[Collected data]
----

PR #1011, opened 2017-05-31
Adding framework name to sdk name

ehfeng:
Doing this for Flask to see if this is the right pattern. I'll fill this in for the rest of the frameworks. This is tied with the FeatureAdoption https://github.com/getsentry/sentry/pull/5481, to track what frameworks are being used.

### DIFF
--- a/raven/base.py
+++ b/raven/base.py
@@ -152,7 +152,7 @@ class Client(object):
     def __init__(self, dsn=None, raise_send_errors=False, transport=None,
                  install_sys_hook=True, install_logging_hook=True,
                  hook_libraries=None, enable_breadcrumbs=True,
-                 _random_seed=None, sdk_name=None, **options):
+                 _random_seed=None, integration_name=None, **options):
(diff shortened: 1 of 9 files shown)


bretthoerner:
Sentry side: https://github.com/getsentry/sentry/pull/5517

ehfeng:
@bretthoerner is it cool if i just complete this PR to add the new "integration" field? just checking in case there's anything I've forgotten. Also, @MaxBittker was asking if there's a canonical list of all platforms/integrations that I should be grabbing strings from.

bretthoerner:
Yeah, `integrations` in the `sdk` object is now valid and takes an array of strings.

There's no canonical list, it's just a "what makes sense for the language" kind of thing. Basically anything that enables special code paths in the SDK, so framework and logging integrations, I'm not sure what else?

ehfeng:
We're changing how this works, using a `platform_id` field instead.

PR #1012, opened 2017-06-07
Get hostname when building message

luqasz:
This patch will get current hostname when message is build
(e.g. on time of sending it). Previous solution used cached hostname
which resulted on wrong hostname being sent while it was changed during
application run time.

### DIFF
--- a/raven/base.py
+++ b/raven/base.py
@@ -15,6 +15,7 @@ import sys
 import time
 import uuid
 import warnings
+import socket
 
 from datetime import datetime
 from inspect import isclass
@@ -445,7 +446,10 @@ class Client(object):
             data['level'] = kwargs.get('level') or logging.ERROR
 
         if not data.get('server_name'):
-            data['server_name'] = self.name
+            if hasattr(socket, 'gethostname'):
+                data['server_name'] = socket.gethostname()
+            else:
+                self.name
 
         if not data.get('modules'):
             data['modules'] = self.get_module_versions()


mattrobenolt:
In what scenario does the hostname change during runtime?

luqasz:
> In what scenario does the hostname change during runtime?


On instance boot from custom AMI image on AWS. How to reproduce (without AWS):

1. launch ipython (or whatever you like)
2. setup raven client with valid DSN
3. run 
```python
try:
    1 / 0
except ZeroDivisionError:
    client.captureException()
```
server name is exactly the same as hostname on which ipython is executed
4. change hostname by (with root privileges) `hostname some_name` 
5. run
```python
try:
    1 / 's'
except TypeError:
    client.captureException()
```
exception sent to sentry does still has old server name value

mattrobenolt:
Yeah, I get _how_ it can change, I just am trying to understand how while a process is already up and running, it's hostname would change from under it. Checking hostname requires an additional syscall. So introducing this is kinda silly for everyone for a situation that I find hard to believe is common, considering this is the first I've heard of it. I'd also argue that changing the hostname from under a running process would likely cause other issues on the server.

luqasz:
> I'd also argue that changing the hostname from under a running process would likely cause other issues on the server.

What do you mean by that ? Change hostname from application itself ?

> Checking hostname requires an additional syscall. So introducing this is kinda silly for everyone for a situation that I find hard to believe is common

Yes it is a uncommon situation. Still possible.

mattrobenolt:
> What do you mean by that ? Change hostname from application itself ?

I mean, something is changing the hostname while the process is running. I don't know if it's the process itself, or some outside force. My argument is that anything doing this is probably not a great idea and will potentially cause other issues.

So you're saying that when you spawn a new instance in AWS, you have one hostname, I'm guessing was baked into the AMI, then during boot, your application starts up, _then_ `cloud-init` kicks in later, changing the hostname?

luqasz:
> So you're saying that when you spawn a new instance in AWS, you have one hostname, I'm guessing was baked into the AMI, then during boot, your application starts up, then cloud-init kicks in later, changing the hostname?

Yes. We will reorder init scripts as we can so that hostname will not change after application boot up. 

Maybe a user defined callable for `Client` class `__init__()` will do. It would default to `raven.conf.defaults.NAME` but when a user passes a callable then it will be executed and its return value used as a server name.

ashwoods:
Think I'm going to close this for now. If we still have issues that might warrant a change we will search for a solution.

luqasz:
>Checking hostname requires an additional syscall. So introducing this is kinda silly for everyone for a situation that I find hard to believe is common

Using http/https transport, raven will open a new connection either way which is way more costly than simple `socket.gethostname()`.

PR #1014, opened 2017-06-07
Added support for logging integration via ZConfig:

jimfulton:
See: http://zconfig.readthedocs.io/en/latest/using-logging.html

Note that the Zope integration also uses ZConfig, but adds lots of Zope-specific machinery that won't work elsewhere.  This integration cribbed from the Zope integration. :)

### DIFF
--- a/docs/integrations/zconfig.rst
+++ b/docs/integrations/zconfig.rst
@@ -3,8 +3,9 @@ ZConfig logging configuration
 
 `ZConfig
 <http://zconfig.readthedocs.io/en/latest/using-logging.html>`_
-provides one of the most powerful clean configuration mechanism for
-the Python logging module.  To learn more, see:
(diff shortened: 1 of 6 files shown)


jimfulton:
I've cleaned up the implementation a little and added tests.

docs/integrations/zconfig.rst
```diff
@@ -0,0 +1,32 @@
+ZConfig logging configuration
+=============================
+
+`ZConfig
+<http://zconfig.readthedocs.io/en/latest/using-logging.html>`_
+provides one of the most powerful clean configuration mechanism for
```
dcramer: it probably makes sense to keep the description unbiased:

> ZConfig provides a configuration mechanism for the Python logging module

jimfulton:
OK. language changed.

dcramer:
thanks!

PR #454, opened 2018-04-09
Windows: Implement Refresh event

### LINKED ISSUE #180: The 'Refresh' event isn't generated on Windows
There is the 'WM_PAINT' window message which Windows sends to an application when its window needs to be redrawn. Logically this message should be processed and the 'winit::WindowEvent::Refresh' event should be emitted as a consequence.

francesca64:
Fixes #180 

This is based on [the snippet](https://github.com/tomaka/winit/issues/180#issuecomment-302977662) provided by @LPGhatguy, with one key difference: rather than returning 0, we pass the event along to the default handler. The reason for this is made clear in [the docs](https://msdn.microsoft.com/en-us/library/windows/desktop/dd145137(v=vs.85).aspx):

> If an application processes a `WM_PAINT` message but does not call `BeginPaint` or otherwise clear the update region, the application continues to receive `WM_PAINT` messages as long as the region is not empty. In all cases, an application must clear the update region before returning from the `WM_PAINT` message.

Using the original snippet, event processing slows down massively and my laptop fan gets quite loud. With this, `Refresh` appears to have the same behavior on Windows as on X11.

### DIFF
--- a/CHANGELOG.md
+++ b/CHANGELOG.md
@@ -2,6 +2,7 @@
 
 - Overhauled X11 window geometry calculations. `get_position` and `set_position` are more universally accurate across different window managers, and `get_outer_size` actually works now.
 - Fixed SIGSEGV/SIGILL crashes on macOS caused by stabilization of the `!` (never) type.
+- Implemented `Refresh` event on Windows.
 
 # Version 0.12.0 (2018-04-06)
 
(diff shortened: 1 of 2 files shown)


tomaka:
Thanks! Feel free to merge after conflicts are resolved.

----

▶ **WHAT NEEDS TO BE DONE**
For each line above that contains "valid", make a copy.

▶ **TASK ANSWER**
Yeah, `integrations` in the `sdk` object is now valid and takes an array of strings.
2. setup raven client with valid DSN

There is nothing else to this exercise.